PR #990, opened 2020-05-28
feature: add exclusion list to invalidateAllSessions method

arifaydogmus:
PR adds new optional parameter to invalidateAllSessions method to allow not destroy all session on specific cases. (Such as invalidate all sessions except active one)

### DIFF
--- a/packages/database-mongo/src/mongo.ts
+++ b/packages/database-mongo/src/mongo.ts
@@ -368,25 +368,20 @@ export class Mongo implements DatabaseInterface {
     );
   }
 
-  public async invalidateAllSessions(userId: string, excludeList?: string[]): Promise<void> {
-    let selector;
-    selector = { userId };
+  public async invalidateAllSessions(userId: string, excludedSessionIds?: string[]): Promise<void> {
+    const selector: { userId: string; _id?: object } = { userId };
 
-    if (excludeList && excludeList.length > 0) {
-      let excludedObjectIds;
-      excludedObjectIds = excludeList;
+    if (excludedSessionIds && excludedSessionIds.length > 0) {
+      let excludedObjectIds: string[] | ObjectID[] = excludedSessionIds;
 
       if (this.options.convertSessionIdToMongoObjectId) {
-        excludedObjectIds = excludeList.map((sessionId) => {
+        excludedObjectIds = excludedSessionIds.map((sessionId) => {
           return toMongoID(sessionId);
         });
       }
 
-      selector = {
-        userId,
-        _id: {
-          $nin: excludedObjectIds,
-        },
+      selector._id = {
+        $nin: excludedObjectIds,
       };
     }
 
--- a/packages/database-mongo/src/mongo.ts
+++ b/packages/database-mongo/src/mongo.ts
@@ -368,16 +368,34 @@ export class Mongo implements DatabaseInterface {
     );
   }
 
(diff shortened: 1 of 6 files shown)


packages/types/src/types/session/database-interface.ts
```diff
@@ -21,5 +21,5 @@ export interface DatabaseInterfaceSessions {
 
   invalidateSession(sessionId: string): Promise<void>;
 
-  invalidateAllSessions(userId: string): Promise<void>;
+  invalidateAllSessions(userId: string, excludeList?: string[]): Promise<void>;
```
pradel, line 24: What do you think about having a self-explanatory name instead of something generic (eg: excludeSessionIds or smth like this)?

packages/database-mongo/src/mongo.ts
```diff
@@ -368,16 +368,34 @@ export class Mongo implements DatabaseInterface {
...
-  public async invalidateAllSessions(userId: string): Promise<void> {
-    await this.sessionCollection.updateMany(
-      { userId },
-      {
-        $set: {
-          valid: false,
-          [this.options.timestamps.updatedAt]: this.options.dateProvider(),
-        },
+  public async invalidateAllSessions(userId: string, excludeList?: string[]): Promise<void> {
+    let selector;
```
pradel, line 372: Would be great to type the selector so it's not defaulting to any :)

packages/database-typeorm/src/typeorm.ts
```diff
@@ -422,14 +422,19 @@ export class AccountsTypeorm implements DatabaseInterface {
     }
   }
 
-  public async invalidateAllSessions(userId: string): Promise<void> {
-    await this.sessionRepository.update(
-      {
+  public async invalidateAllSessions(userId: string, excludeList?: string[]): Promise<void> {
+    let selector;
```
pradel, line 426: Would be great to type the selector so it's not defaulting to any :)

packages/database-mongo/src/mongo.ts
```diff
@@ -368,16 +368,34 @@ export class Mongo implements DatabaseInterface {
...
+      excludedObjectIds = excludeList;
+
+      if (this.options.convertSessionIdToMongoObjectId) {
+        excludedObjectIds = excludeList.map((sessionId) => {
+          return toMongoID(sessionId);
+        });
       }
-    );
+
+      selector = {
```
pradel, line 385: to avoid conflict with future stuff we might add later the best would be to do `selector._id = ...`. That way we do not overwrite the previous object and can keep the old conditions

packages/database-mongo/src/mongo.ts
```diff
@@ -368,16 +368,34 @@ export class Mongo implements DatabaseInterface {
...
-        $set: {
-          valid: false,
-          [this.options.timestamps.updatedAt]: this.options.dateProvider(),
-        },
+  public async invalidateAllSessions(userId: string, excludeList?: string[]): Promise<void> {
+    let selector;
+    selector = { userId };
+
+    if (excludeList && excludeList.length > 0) {
+      let excludedObjectIds;
```
pradel, line 376: Can we type this one?

packages/types/src/types/session/database-interface.ts
arifaydogmus: Yup. make sense. 👍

==*==

What you have to do - Each of the entries above is to be repeated exactly.

Written answer -
PR #990, opened 2020-05-28
feature: add exclusion list to invalidateAllSessions method

arifaydogmus:
PR adds new optional parameter to invalidateAllSessions method to allow not destroy all session on specific cases. (Such as invalidate all sessions except active one)

### DIFF
--- a/packages/database-mongo/src/mongo.ts
+++ b/packages/database-mongo/src/mongo.ts
@@ -368,25 +368,20 @@ export class Mongo implements DatabaseInterface {
     );
   }
 
-  public async invalidateAllSessions(userId: string, excludeList?: string[]): Promise<void> {
-    let selector;
-    selector = { userId };
+  public async invalidateAllSessions(userId: string, excludedSessionIds?: string[]): Promise<void> {
+    const selector: { userId: string; _id?: object } = { userId };
 
-    if (excludeList && excludeList.length > 0) {
-      let excludedObjectIds;
-      excludedObjectIds = excludeList;
+    if (excludedSessionIds && excludedSessionIds.length > 0) {
+      let excludedObjectIds: string[] | ObjectID[] = excludedSessionIds;
 
       if (this.options.convertSessionIdToMongoObjectId) {
-        excludedObjectIds = excludeList.map((sessionId) => {
+        excludedObjectIds = excludedSessionIds.map((sessionId) => {
           return toMongoID(sessionId);
         });
       }
 
-      selector = {
-        userId,
-        _id: {
-          $nin: excludedObjectIds,
-        },
+      selector._id = {
+        $nin: excludedObjectIds,
       };
     }
 
--- a/packages/database-mongo/src/mongo.ts
+++ b/packages/database-mongo/src/mongo.ts
@@ -368,16 +368,34 @@ export class Mongo implements DatabaseInterface {
     );
   }
 
(diff shortened: 1 of 6 files shown)


packages/types/src/types/session/database-interface.ts
```diff
@@ -21,5 +21,5 @@ export interface DatabaseInterfaceSessions {
 
   invalidateSession(sessionId: string): Promise<void>;
 
-  invalidateAllSessions(userId: string): Promise<void>;
+  invalidateAllSessions(userId: string, excludeList?: string[]): Promise<void>;
```
pradel, line 24: What do you think about having a self-explanatory name instead of something generic (eg: excludeSessionIds or smth like this)?

packages/database-mongo/src/mongo.ts
```diff
@@ -368,16 +368,34 @@ export class Mongo implements DatabaseInterface {
...
-  public async invalidateAllSessions(userId: string): Promise<void> {
-    await this.sessionCollection.updateMany(
-      { userId },
-      {
-        $set: {
-          valid: false,
-          [this.options.timestamps.updatedAt]: this.options.dateProvider(),
-        },
+  public async invalidateAllSessions(userId: string, excludeList?: string[]): Promise<void> {
+    let selector;
```
pradel, line 372: Would be great to type the selector so it's not defaulting to any :)

packages/database-typeorm/src/typeorm.ts
```diff
@@ -422,14 +422,19 @@ export class AccountsTypeorm implements DatabaseInterface {
     }
   }
 
-  public async invalidateAllSessions(userId: string): Promise<void> {
-    await this.sessionRepository.update(
-      {
+  public async invalidateAllSessions(userId: string, excludeList?: string[]): Promise<void> {
+    let selector;
```
pradel, line 426: Would be great to type the selector so it's not defaulting to any :)

packages/database-mongo/src/mongo.ts
```diff
@@ -368,16 +368,34 @@ export class Mongo implements DatabaseInterface {
...
+      excludedObjectIds = excludeList;
+
+      if (this.options.convertSessionIdToMongoObjectId) {
+        excludedObjectIds = excludeList.map((sessionId) => {
+          return toMongoID(sessionId);
+        });
       }
-    );
+
+      selector = {
```
pradel, line 385: to avoid conflict with future stuff we might add later the best would be to do `selector._id = ...`. That way we do not overwrite the previous object and can keep the old conditions

packages/database-mongo/src/mongo.ts
```diff
@@ -368,16 +368,34 @@ export class Mongo implements DatabaseInterface {
...
-        $set: {
-          valid: false,
-          [this.options.timestamps.updatedAt]: this.options.dateProvider(),
-        },
+  public async invalidateAllSessions(userId: string, excludeList?: string[]): Promise<void> {
+    let selector;
+    selector = { userId };
+
+    if (excludeList && excludeList.length > 0) {
+      let excludedObjectIds;
```
pradel, line 376: Can we type this one?

packages/types/src/types/session/database-interface.ts
arifaydogmus: Yup. make sense. 👍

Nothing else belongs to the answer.